[Collected data]

PR #408, opened 2020-07-08
BugFix: Only parsing the last frequencies from Gaussian log file

oscarwumit:
In certain gaussian jobs, frequencies are printed more than once. Previously the parser will erroneously record the duplicated frequencies. Now only the last frequencies output by Gaussian is recorded. A test is also added.

### DIFF
--- a/arc/parser.py
+++ b/arc/parser.py
@@ -47,6 +47,9 @@ def parse_frequencies(path: str,
         with open(path, 'r') as f:
             line = f.readline()
             while line != '':
+                # this line intends to only capture the last occurrence of the frequencies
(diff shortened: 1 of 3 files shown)


arc/parser.py
```diff
@@ -47,6 +47,8 @@ def parse_frequencies(path: str,
         with open(path, 'r') as f:
             line = f.readline()
             while line != '':
+                if 'and normal coordinates' in line:
```
alongd, line 50: Could you just add a comment that this lines intends to only capture the last occurence of the frequencies?

oscarwumit: ok

PR #419, opened 2020-08-16
Added an option to use external submit scrips

alongd:
Sometimes it's desired to use submit scripts stored outside of the ARC repository (e.g., when ARC is installed for a group of users on a server, and each user would like to customize the scripts used by ARC).
It is now possible to do so by passing a YAML file containing the desired scripts into the ``external_submit_scripts`` argument.
Documentation and an example were added.

### DIFF
--- a/arc/common.py
+++ b/arc/common.py
@@ -658,7 +658,7 @@ def sort_two_lists_by_the_first(list1: List[Union[float, int, None]],
     """
     Sort two lists in increasing order by the values of the first list.
     Ignoring None entries from list1 and their respective entries in list2.
-    The function was written in this format rather the more pytonic ``zip(*sorted(zip(list1, list2)))`` style
+    The function was written in this format rather the more pythonic ``zip(*sorted(zip(list1, list2)))`` style
     to accommodate for dictionaries as entries of list2, otherwise a
     ``TypeError: '<' not supported between instances of 'dict' and 'dict'`` error is raised.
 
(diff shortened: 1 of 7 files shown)


dranasinghe:
I would like to know your option on checking if path exit and if true use that setting.py and submit.py script. 
`arc_path = os.getenv("HOME")+'/.arc/'
if os.path.exists(arc_path +'settings.py'):
    sys.path.insert(1,arc_path)
    from settings import arc_path as default_path
else:
    from arc.settings import arc_path as default_path`
My idea is w check if .arc folder exits. we can have setting .py and submit.py there. if it exist we add .arc to PYTONPATH

alongd:
I didn't entirely understand the new suggestion, we should discuss it.
For example, do you think that `if os.path.exists(arc_path +'settings.py')` will ever be False? We must have the setting.py file for many other reasons.

dranasinghe:
If you don't have settings.py then it will be false and use the
arc.settings.

xiaoruiDong:
I think Duminda's idea is using some sort of second/external settings? In my view, it may be ideal to have a folder named `/template` and put all templates (things in submit.py and inputs.py) there. We can provide some default templates and people can also add their templates. Or something like `/template/default` and `/template/user_defined`, then if there are files with the same name in both folders, ARC will use the external one priorly. But whatever way we chose to go, we can still keep the changes Alon made here.

dranasinghe:
I agree!

alongd:
Closed in favor of #420.
Thank you all for the comments!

◆ What you should do ◆
Starting with the line above that holds "from settings import" and stopping with the line that holds "I didn't entirely", reproduce each line exactly, omitting all other lines.

◆ Response box ◆
    from settings import arc_path as default_path
else:
    from arc.settings import arc_path as default_path`
My idea is w check if .arc folder exits. we can have setting .py and submit.py there. if it exist we add .arc to PYTONPATH

alongd:
I didn't entirely understand the new suggestion, we should discuss it.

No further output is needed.